For older students, Kline suggests a cognitive reframing of the entire performance experience. "I try to help my students view a performance as 'Here is a song I enjoy playing. It means something to me and I would like to share it with you.' This takes their focus off the audience (or any external force, really) and onto the music. The only focus is this music that is meaningful to them and is a part of them in some way. Then any mistakes that happen are just a part of the performance, not disasters or something to be ashamed of. Just part of a bigger process of being able to express themselves more clearly."
Have your child or student get used to the feeling of being watched. They can practice in front of the family, teacher, stuffed animals, a mirror or the family dog. Take a video and let them watch. Have them visualize the entire experience, step by step. Leading up to the recital, have them treat practice sessions like a performance, walking into the room, picking up the instrument, playing and then walking “offstage” when finished. Make this dress rehearsal full of the kind of distraction they'll experience in real life.
Kline says, "I also like to let them know that the recital space is rarely as quiet as your practice space at home. There will be audience members who whisper, cough, sneeze, open candy wrappers, and babies who cry. So I do my best to re-enact all of these sounds during their run-through! After a laughing fit, we talk about how to acknowledge the sounds, but not let them distract you from your task. Soon, anything I do to try to distract them no longer works. Flashing the lights, having a one-way conversation with them, and stomping on the ground are all just "things happening" instead of "potential performance destroyers."
The more kids experience the sensation of being onstage in a busy recital hall the less foreign it will feel by showtime!

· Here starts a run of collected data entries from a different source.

PR #7912, opened 2024-09-03
Update 4-0-upgrade-guide.rst

yosus:
More skeleton-files need to be updated during 3.x to 4.x upgrade

### DIFF
--- a/en/appendices/4-0-upgrade-guide.rst
+++ b/en/appendices/4-0-upgrade-guide.rst
@@ -89,13 +89,17 @@ composer commands:
     php composer.phar require --dev --update-with-dependencies "phpunit/phpunit:^8.0"
     php composer.phar require --update-with-dependencies "cakephp/cakephp:4.0.*"
 
-Application.php
+Others
 ===============
 
-Next, ensure your ``src/Application.php`` has been updated to have the same
-method signatures as the one found in cakephp/app. You can find the current
-`Application.php
-<https://github.com/cakephp/app/blob/4.x/src/Application.php>`__ on GitHub.
+Next, ensure your files has been updated to have the same
+method signatures as those found in cakephp/app. 
+
+#. ``src/Application.php`` at `Application.php <https://github.com/cakephp/app/blob/4.x/src/Application.php>`__ on GitHub.
+#. ``config/app.php`` at `app.php <https://github.com/cakephp/app/blob/4.x/config/app.php>`__ on GitHub.
+#. ``config/bootstrap.php`` at `bootstrap.php <https://github.com/cakephp/app/blob/4.x/config/bootstrap.php>`__ on GitHub.
+#. ``config/paths.php`` at `paths.php <https://github.com/cakephp/app/blob/4.x/config/paths.php>`__ on GitHub, where ``RESOURCES`` needs to be defined.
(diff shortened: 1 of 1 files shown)


Arhell (approved):

en/appendices/4-0-upgrade-guide.rst
```diff
@@ -89,13 +89,17 @@ composer commands:
...
 ===============
 
-Next, ensure your ``src/Application.php`` has been updated to have the same
-method signatures as the one found in cakephp/app. You can find the current
-`Application.php
-<https://github.com/cakephp/app/blob/4.x/src/Application.php>`__ on GitHub.
+Next, ensure your files has been updated to have the same
+method signatures as those found in cakephp/app. 
+
+#. ``src/Application.php`` at `Application.php <https://github.com/cakephp/app/blob/4.x/src/Application.php>`__ on GitHub.
```
LordSimal, line 98: Please use links to the [4.0.4 tag](https://github.com/cakephp/app/tree/4.0.4), not 4.x

4.x is current CakePHP 4.5 which should not be used as a base to upgrade Cake 3 to.

LordSimal: You could also just reference the whole app template as it is done in the [5.0 upgrade guide](https://book.cakephp.org/5/en/appendices/5-0-upgrade-guide.html#update-app-files-based-upon-latest-app-template) instead of manually listing all the files

en/appendices/4-0-upgrade-guide.rst
```diff
@@ -89,13 +89,17 @@ composer commands:
...
 
-Application.php
+Others
 ===============
 
-Next, ensure your ``src/Application.php`` has been updated to have the same
-method signatures as the one found in cakephp/app. You can find the current
-`Application.php
-<https://github.com/cakephp/app/blob/4.x/src/Application.php>`__ on GitHub.
+Next, ensure your files has been updated to have the same
```
markstory:
```suggestion
Next, ensure your files have been updated to have the same
```

en/appendices/4-0-upgrade-guide.rst
yosus: Should the links for [4.0.0 tag](https://github.com/cakephp/app/tree/4.0.4/config) be used, or 4.0.4 ?
Since it is only a few files that needs to be updated, I thought referencing them directly would be faster for users to upgrade.

dereuromark: I agree that using concrete files will make them outdated and then lying over a short amount of time.
Better to stay more agnostic here.

dereuromark: ping @yosus 
I would use the approach as in the upgrade guide.
Easiest to also maintain.

en/appendices/4-0-upgrade-guide.rst
```diff
@@ -89,13 +89,17 @@ composer commands:
     php composer.phar require --dev --update-with-dependencies "phpunit/phpunit:^8.0"
     php composer.phar require --update-with-dependencies "cakephp/cakephp:4.0.*"
 
-Application.php
+Others
 ===============
```
dereuromark, line 93: Isnt this underline wrong? @markstory

markstory: No, it is ok. sphinx wants underlines to be as long, or longer than the text.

Many students feel terrified to make a mistake. Kline says, "I have had students ask me, "What happens if the audience boos at me?" A re-assurance from me usually is an easy fix. I'll say, 'I have played in SO many recitals and that has never happened, even when I stopped halfway through my song!'"
Parents too can provide reassurance by discussing expectations for the performance. When kids hear that you will be pleased with any outcome, that your hope is for them to enjoy themselves rather than play perfectly, it calms their nerves. Open communication also allows them to release their own pent-up worries and to set achievable, stress-free goals for recital day.

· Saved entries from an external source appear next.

Issue #7936, opened 2024-10-24
Junction table for belongsToMany having id column?


mehov:
https://book.cakephp.org/5/en/orm/associations.html#belongstomany-associations

> Three database tables are required for a BelongsToMany association. In the example above we would need tables for articles, tags and articles_tags. The articles_tags table contains the data that links tags and articles together. The joining table is named after the two tables involved, separated with an underscore by convention. **In its simplest form, this table consists of article_id and tag_id.**

I have a joining table table like that (with just `article_id` and `tag_id`), serving a belongsToMany association. When I save my data as per https://book.cakephp.org/5/en/orm/saving-data.html#saving-belongstomany-associations, I am getting:

> Cannot insert row in `articles_tags` table, it has no primary key.
> Cake\Database\Exception\DatabaseException

I tried adding an [index of type PRIMARY that includes both columns](https://stackoverflow.com/questions/2642778/multi-column-primary-key-in-mysql-5/2642799#2642799) and it worked.

Please make it say that either an ID is required, or you have to add a multiple-column PRIMARY index on both columns.

dereuromark:
Side note:
Personally I always use AIID `id` as primary key here, on top.
The data overhead is minimal, and it makes everything much easier, incl manual edit/delete if necessary through backend or otherwise. They don't have to be exposed at all.

ADmad:
Please use one of the support channels for your queries.

mehov:
@dereuromark Thanks for the tip, I tried that too and it worked.

@ADmad Okay, I re-read my initial OP, and it did look like a stackoverflow question, so you have a point. I edited it.

I'll make a PR

PR #7939, opened 2024-10-25
Clarify that a primary key is required #7936

mehov:


mehov:
#7936

en/orm/associations.rst
```diff
@@ -510,7 +510,7 @@ example above we would need tables for ``articles``, ``tags`` and
 ``articles_tags``.  The ``articles_tags`` table contains the data that links
 tags and articles together. The joining table is named after the two tables
 involved, separated with an underscore by convention. In its simplest form, this
-table consists of ``article_id`` and ``tag_id``.
+table consists of ``article_id`` and ``tag_id``, as well as `multiple-column ``PRIMARY KEY`` index <https://dev.mysql.com/doc/refman/8.4/en/create-table.html#idm44961976278224>`_ spanning both of these columns.
```
ADmad, line 513: We can't assume that the reader is using MySQL.

dereuromark: > In its simplest form, this table consists of ``article_id`` and ``tag_id`` as well as the default (primary key) ``id``.

would be more correct either way.

Any multi colum setups are not simple or trivial here IMO.

markstory: I think the link is the problematic part as it is MySQL specific, and seems like a URL that will rot due to the fragment id.

PR #7945, opened 2024-11-04
Upgrade to sphinx 8

othercorey:


othercorey:
Fixed php domain references to existing targets

PR #7958, opened 2024-11-25
Update form.rst

luizcmarin:
The file is not indexed in alphabetical order, so I believe this expression is not valid.


dereuromark:
Indexed by name does not imply alphabetical order.
The note was correct.

PR #7960, opened 2024-11-26
Include model creation in the quick start guide

ADmad:
Since fallback table class usage is disabled by default in the skeleton app, creating the model classes first is necessary.


ADmad:
I didn't see #7959

PR #7978, opened 2025-01-04
Cache apt packages

ADmad:


LordSimal:
currently that step takes 3 minutes per variant in CI.
Will this improve in future runs?

.github/workflows/ci.yml
```diff
@@ -33,10 +33,10 @@ jobs:
...
         pip install -r requirements.txt
 
-    - name: Install packages
-      run: |
-        sudo apt update
-        sudo apt install texlive-latex-recommended texlive-latex-extra texlive-fonts-recommended texlive-lang-all
+    - uses: awalsh128/cache-apt-pkgs-action@v1
+      with:
+        packages: texlive-latex-recommended texlive-latex-extra texlive-fonts-recommended texlive-lang-all
+        version: 1.0
```
othercorey: Do we need `execute_install_scripts: true` ?

othercorey: Should the version be ubuntu-24.04 instead of 1.0?

ADmad: The install seemed to worked fine without it hence I didn't add it. These packages probably don't have any post install scripts.

ADmad: This is a user defined value. Can be anything you want, so I just used what's shown in their docs.

ADmad (commented):
> currently that step takes 3 minutes per variant in CI.
> Will this improve in future runs?

This was the first run where the cache would be populated, so hopefully we will see the improvement in future runs.

.github/workflows/ci.yml
othercorey: I'm saying it's tied to this CI, right, so we want it to change on version change? I doubt we're updating ubuntu any time soon - not sure what happens when it needs to install newer versions.

ADmad: I have updated the cache version to match the OS

LordSimal:
> This was the first run where the cache would be populated, so hopefully we will see the improvement in future runs.

looking at that last commit it doesn't seem like it...

ADmad:
> looking at that last commit it doesn't seem like it...

In the last commit the cache version was changed so it would recreate the cache.

othercorey:
I triggered a re-run to test.

ADmad:
> I triggered a re-run to test.

The cache step only took 12s, @LordSimal can rest easy now 😄.

LordSimal:
Just making sure that this change actually works. Otherwise it would just be an external dependency in the built step which could break in the future 😉

PR #7980, opened 2025-01-06
add first version of CakePHP 6.0 upgrade guide

LordSimal:


ADmad:
This new page needs to be added to the toc of `migration-guides.rst` for the docs build to succeed.

LordSimal:
The duplicate label was the problem, not the missing toc entry

en/appendices/migration-guides.rst
```diff
@@ -11,5 +11,6 @@ each version and the migration path between 5.x minor releases.
     ./5-0-migration-guide
```
ADmad: Need to drop these 5-x links since the related files have been deleted

PR #7981, opened 2025-01-14
[ja]: japanese translate change

zigzagdev:
"The term "近づいて" usually implies physical closeness, but in this research, it refers to our method of deepening our understanding of the topic so I change into "詳しく". 

I hope this fix helps.


Arhell (approved):

markstory:
Thank you 🎉

PR #7985, opened 2025-01-20
Add docs for HtmlHelper::importmap()

ADmad:


en/views/helpers/html.rst
```diff
@@ -561,6 +561,66 @@ Once you have buffered javascript, you can output it as you would any other
...
+            "jquery": "/js/jquery.js",
+            "wysiwyg": "/editor/wysiwyg.js"
+        },
+        "scopes": {
+            "scoped/": {
+                "foo": "/js/inner/foo.js"
+            }
+        },
+        "integrity": {
+            "/js/jquery.js": "sha256-hash"
```
markstory: I wonder if we should make this example more complete, or skip it? Having a broken example in the docs doesn't feel good, as the copy-paster is going to have an error. For this to work correctly, we need the `base64_encode(sha256)` of the file contents.

ADmad: I have updated the integrity example.

PR #7991, opened 2025-02-03
Fix ComboSession implementation

jiru:
The ComboSession example code is broken: since Cache::gc() returns void, parent::gc() is never called and garbage collection is never executed.


Arhell (approved):

jiru:
I applied the same change to the localized pages as well.

markstory:
Thank you 🎉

Teach your child some mind-body tricks to alleviate their anxiety. Straight posture and focus on each breath, in and out, can clear the mind. A mantra can help as well, whether it be “I’m ready,” “I’m good at this,” or even “Har har mukanday”, a yogi mantra intended for liberating oneself from fear.
Get lost in the music.
Unlike many other on-stage performers, musicians have the opportunity to avoid eye contact and ignore the crowd altogether if they wish. You can encourage your child to simply focus on their song, their instrument, and the joy of playing.
Younger students might do best memorizing their song. This allows them to rely less on their sheet music. Kline says, "The visual distractions and unfamiliarities of the stage are sometimes too much to handle and distract them keeping their eyes focused on the small print. I think it helps them immensely to have their aural memory in the forefront, and the visual to be a backup."
"To help them with this, I make a recording of their song for them. I ask them to listen to it frequently to aid in their practice. The goal would be that practicing and listening to a finished recording in tandem would enable the student to play their song away from their instrument, knowing every note, every finger, every small detail as it is being played in their head or on a recording."
For students performing from memory, or with particularly tricky spots in their song, Kline suggests setting anchors in the music for them to locate in an SOS moment.
"I like for them to have "landmarks" throughout the piece that they can jump to if they have a memory slip," he says. "In the week(s) prior to the performance, we fake memory slips and jump to the next landmark, to be prepared for any worst-case scenario."
Preparation can greatly reduce showtime anxieties. Have your child or student select their outfit the night before and set it aside. Figure out the driving route and parking in advance. Arrive a little early. Let your child or student go to the front of the recital room (or even stand onstage) and look out into the sea of seats. It will be less jarring when they see it again for their performance.
Stage fright is scary and might never go away. But it does get easier every time. Teachers, parents and students can work together to alleviate this common fear and have a successful performance. When kids are in control, have simple strategies, and the reassurance that simply trying is good enough, they just might surprise themselves up there!